If ya can afford it I'd highly recommend the Rex Carr and Dave Rorem series.
Good luck with the new pup, Jim


----------



## Malcolm (Oct 13, 2006)

Butch Goodwins "Retrievers from the Inside out" comes with a DVD 
The best material on the market for someone just starting out!!!!!!!

Have fun with your pup!!


----------



## SeniorCoot (Feb 26, 2008)

Wolter's -Water dog- Game dog etc-- I know, He's passe with newbies BUT they still work-I also use J & A Dahls 10 min ret and trouble shooting--barlow- Brut training for Amer Ret- and Milner but stay away from lardy as it's a bit advanced for me--I don't do FC's--Also use Dobbs/tri tronics book fro drills.


----------



## Keith Stroyan (Sep 22, 2005)

Join your local retriever club: NAHRA, AKC/HT, AKC/FT, HRC - the type is not as important as getting together with some experienced folks to train. 

As for all the above advice: Pick ONE and try to learn it.
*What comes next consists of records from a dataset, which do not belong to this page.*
PR #676, opened 2024-02-15
CP-47841: update multipath configuration for PURE Storage

MarkSymsCtx:


KevinLCtx (approved):

multipath/multipath.conf
```diff
@@ -142,4 +142,17 @@ devices {
         failback                    immediate
         no_path_retry               18
     }
+    device {
```
rosslagerwall, line 145: Where did this configuration come from?

It looks similar to but not the same as the upstream built in configuration:
```
        {
                /* FlashArray */
                .vendor        = "PURE",
                .product       = "FlashArray",
                .pgpolicy      = GROUP_BY_PRIO,
                .pgfailback    = -FAILBACK_IMMEDIATE,
                .hwhandler     = "1 alua",
                .prio_name     = PRIO_ALUA,
                .fast_io_fail  = 10,
                .max_sectors_kb = 4096,
        },
```

In particular, it is missing the max_sectors_kb which is explicitly called out in the commit message:

```
commit 95030d2c11a12c186e5ded3239dc05973f9359c8
Author: Brian Bunker <brian@purestorage.com>
Date:   Mon Mar 2 15:53:54 2020 +0100

    ALUA support for PURE FlashArray

    Hello all,

    It has been some time since we updated our PURE FlashArray
    configuration. The Linux vendors that we had been seeing in the field
    were using very old versions of multipath-tools, so we haven’t needed to
    change anything for some time. With the release of RHEL8, some of our
    earlier values have been lost by upstream changes.

    In addition we have our Active Cluster feature which leverages ALUA
    since our last patch. The ALUA confguration will work for all
    FlashArrays with or without Active Cluster.

    We are changing 3 things.

    1. ALUA support
    2. Fast fail timeout from the default of 5 seconds to 10 seconds (We
       need this for our FC NPIV port migration).
    3. Maximum sector size of 4MB. Some Linux vendors don’t honor the block
       limits VPD page of INQUIRY).
...
```

(unless it is relying on defaults set somewhere?)

MarkSymsCtx: From the Vendor's documentation - https://support.purestorage.com/Solutions/Citrix/Citrix_XenServer/Pure_Storage_All-Flash_Storage_Array_and_Citrix_XenServer

rosslagerwall (approved):

TimSmithCtx (approved):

The production on the Lardy early stuff isn't very good, but the yard sequences are worth the price. The Aycock/Farmer Problems DVD is more focused, and except for the crap on the porch, was GREAT - one thing was just what I needed with one dog... remember that it's tough to learn to "read" a dog on a video...

Most of all enjoy the pup.


----------



## kjrice (May 19, 2003)

Books I like:

1. Hey Pup, Fetch It Up - Tarrant

2. Training and Campaigning Retrievers, The Principles and Practice - Gwaltney

3. Training Retrievers to Handle - DL Walters


----------



## Ed Hogan (Mar 14, 2007)

kevinG said:


> Hey guys.....I am close to purchasing my first puppy, I have done tons of research and have asked lots of questions, but have very different opinions from hunting partners with dogs about what books,videos, and other resources are best for beginning trainers......can anyone help me narrow it down?
> 
> kevin
> 
> titusville,fl


Have enough "different suggestions" yet??????


----------



## Matt McKenzie (Oct 9, 2004)

Well, you've gotten as broad a spectrum of sources as possible from these suggestions. Looks to me like you are no further along than you were before. My advice is to join the Central Florida HRC and talk to the folks there. Tracy Stubbs and others in the club can get you going in the right direction. They even have some members in your area that you might be able to get together with to train.


----------



## Jake Lunsford (Jun 15, 2008)

www.leerburg.com

I bought his dvd Basic Dog Obedience, and it is the most well explained and effective method I have ever tried on a dog as far as obedience is concerned. It is really really good.


----------



## TheShadow (May 8, 2008)

i have seen the leerburg e-collar DVD and I suggest you not purchase this. I've heard a lot of negative things about this guy. Charges astronomical fees for DVDs that really are not structured well. And his DVD is a constant (almost subliminal) advertisement of products he carries. Catalog #s flash on the screen... but the DVD that I saw was the e-collar one and I do not agree with the way he is doing the training. the section i saw was the recall where he let the dog roam around with a rope give the command "Come" if dog did not comply then say no then NICK then repeat until it turned around. he doesn't go into a conditioning program... i don't know, maybe you need to be the judge. 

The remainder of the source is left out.